A herança que The Boys deixa para a TV

É difícil mensurar o impacto cultural da série fora do volume de audiência. The Boys chegou no momento em que o gênero super-herói estava saturado pelas operações de Disney+ e Marvel Studios, e vendeu posição editorial radicalmente oposta — heróis corruptos, corporação patrocinadora vilã, comentário político escancarado. O modelo virou caminho criativo testado por outras produções: Invincible na própria Amazon, Peacemaker da Max, The Sandman da Netflix com tom mais sombrio.

De fato, a aposta inicial parecia improvável. Garth Ennis escreveu o quadrinho original como sátira ácida, e muitos elementos pareciam intransponíveis para TV. Eric Kripke conseguiu adaptar mantendo a violência e a sátira, mas adicionando dimensão psicológica que o material original não tinha. Antony Starr como Homelander virou referência de vilão complexo da década, ao lado de figuras como Tony Soprano e Walter White.

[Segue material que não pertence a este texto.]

PR #16883, opened 2022-09-20
fix: Make projection fields refresh when table heading row index selection is updated

### LINKED ISSUE #16868: [Bug]: Column filtering does not work when there are multiple row headings on a GSheet query

### Description

Column filters can only be applied to the first row on a Google Sheet query and even though columns show up on column filter dropdown, we cannot use them since running such a query returns an error as seen in the video attached

### Steps To Reproduce

1. Use a Google Sheet containing multiple header rows as seen in the video attached
2. Use dropdown option to filter data and observe that only when header index is `Row 1` would the query be successfully executed but the query does not execute when row is anything other than `Row 1` (see video)

https://www.loom.com/share/fa33edf500ad49ab858a8d3cbf1a1c29

### Public Sample App

_No response_

### Version

Cloud

nidhi-nair:
## Description

We weren't sending table heading row index information along with the sheet url and name parameters to fetch the columns in Google Sheets integration. This PR starts to send this information along. As a result, every time the table heading row index value changes, we can expect the projection field to get updated.

Fixes #16868 

## Type of change

## How Has This Been Tested?
- Manually tested on local, no possibility of unit tests or integration tests for GSheets.

## Checklist:

### DIFF
--- a/app/server/appsmith-plugins/googleSheetsPlugin/src/main/resources/editor/fetch_many.json
+++ b/app/server/appsmith-plugins/googleSheetsPlugin/src/main/resources/editor/fetch_many.json
@@ -17,16 +17,17 @@
       "fetchOptionsConditionally": true,
       "alternateViewTypes": ["json"],
       "conditionals": {
-        "enable": "{{!!actionConfiguration.formData.sheetUrl.data && !!actionConfiguration.formData.sheetName.data}}",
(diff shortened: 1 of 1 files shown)


sumitsum (approved):

nidhi-nair:
Added test plan approved label since QA has signed off on issue and automation is not possible.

O que esperar do final do final

Eric Kripke vem prometendo desde 2023 que a série tem encerramento planejado. Os primeiros sete episódios construíram a corrida pela fórmula V1 — o sangue de Bombsight que poderia tornar Capitão Pátria imune ao vírus desenvolvido por Butcher. O ep8 fecha essa equação. Karl Urban, Jack Quaid e Antony Starr finalizam arcos que vêm desde o piloto.

Por fim, fica a aposta inevitável: como termina o conflito entre Butcher e Capitão Pátria? Quem morre, quem sobrevive, quem se rende? A T5 estabeleceu que ninguém escapa ileso. O ep8 só tem 60 minutos para amarrar tudo, e a Amazon claramente acredita no produto o suficiente para dar exibição teatral. Quem quiser ver primeiro precisa de passagem para os EUA — ou se contentar com a madrugada de 20 de maio na Prime Video brasileira.